Scalar Quantization (I8)

Requests per second, RPS

Engine Top@10 Top@100 Top@1k Top@10k Top@100k
Casper 126.63 k 45.99 k 6.756 k 665 65
Qdrant 12.60 k 5.698 k 923 100 10
Speedup 10.1x 8.1x 7.3x 6.6x 6.8x

Recall

Engine Top@10 Top@100 Top@1k Top@10k Top@100k
Casper 0.578 0.820 0.921 0.957 0.975
Qdrant 0.729 0.914 0.959 0.975 0.985

HNSW

Casper features a highly efficient HNSW (Hierarchical Navigable Small World) index, providing fast and accurate similarity search.

Metrics

Casper supports multiple distance metrics:

  • Euclidean
  • L2SQ
  • Cosine
  • Inner-Product

Quantizations

Quantizations: f32 (full precision), i8 scalar quantization — reducing memory footprint and improving search performance.

  • F32
  • I8

Free Access

Casper is currently completely free. You can use the following free API token to run Casper:

export API_TOKEN=eyJhbGciOiJIUzI1NiIsInR5cCI6IkpXVCJ9.eyJleHAiOjE3OTMyOTAzNTMsImZyZWUiOnRydWV9.GxqiVw5kPzmPb25vo2CMOEwnBhjTH_GTAHeDg_nhlIQ

Quick Start

Download and Launch

To quickly get started with Casper, follow these steps:

1. Download the latest release:

wget https://github.com/casper-vdb/casper/releases/download/v0.0.1/casper-x86_64-unknown-linux-gnu.tar.gz

2. Extract the downloaded archive:

tar -xzvf casper-x86_64-unknown-linux-gnu.tar.gz

3. Set API token:

export API_TOKEN=<YOUR_API_TOKEN>

4. Run Casper:

./casper

Now you're ready to use Casper and explore its features!

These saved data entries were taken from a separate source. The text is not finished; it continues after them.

Issue #4094, opened 2017-04-12
Connect aspectlist with holder bear to match supported languages


userzimmermann:
To be able to also check in `coalib.bearlib.aspects.collections.aspectlist.__contains__` if languages of aspectclass instances match with languages supported by the bear holding the `aspectlist`

@coala/aspects-developers

jayvdb:
This is IMO very wrong.  An aspectlist could contain a list of languages, but it should not depend on bears.  Depending on bears creates a circular loop, and as far as I can see the only component of the bear that is needed is the bears languages.

adhikasp:
Yes the aspectlist only need to use bear's language and I don't see any downside of changing it to avoid circular loop. :+1:

userzimmermann:
@jayvdb @adhikasp IMO this is exactly what I proposed :) Having a back reference to the own holder is nothing unusual in OOP. But if you disagree, feel free! to only reference bear's languages accordingly...

PR #4109, opened 2017-04-15
Language.py: Change operators behavior to handle comparisons between Language instances as well

MariosPanag:
Add `compare` method to operators and apply normal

Docker: Download and Launch

1. Pull the image:

docker pull alexryzhickov/casper:latest

2. Set API token:

export API_TOKEN=<YOUR_API_TOKEN>

3. Run the container:

docker run -d --name casper -p 8080:8080 -p 50051:50051 -e API_TOKEN="$API_TOKEN" alexryzhickov/casper:latest

4. Verify health:

curl http://localhost:8080/health

Clients

Casper provides client libraries for several programming languages:

API Documentation

Casper exposes an HTTP & GRPC API for managing collections, indexing (HNSW), inserts/updates/deletes, and search. For full endpoint descriptions and curl examples, see the documentation:


Features

  • Advanced Vector Search: High-speed retrieval for complex AI-driven applications.
  • Scalability: Designed to handle large-scale data with ease.
  • Robust and Reliable: Built in Rust for high performance even under heavy loads.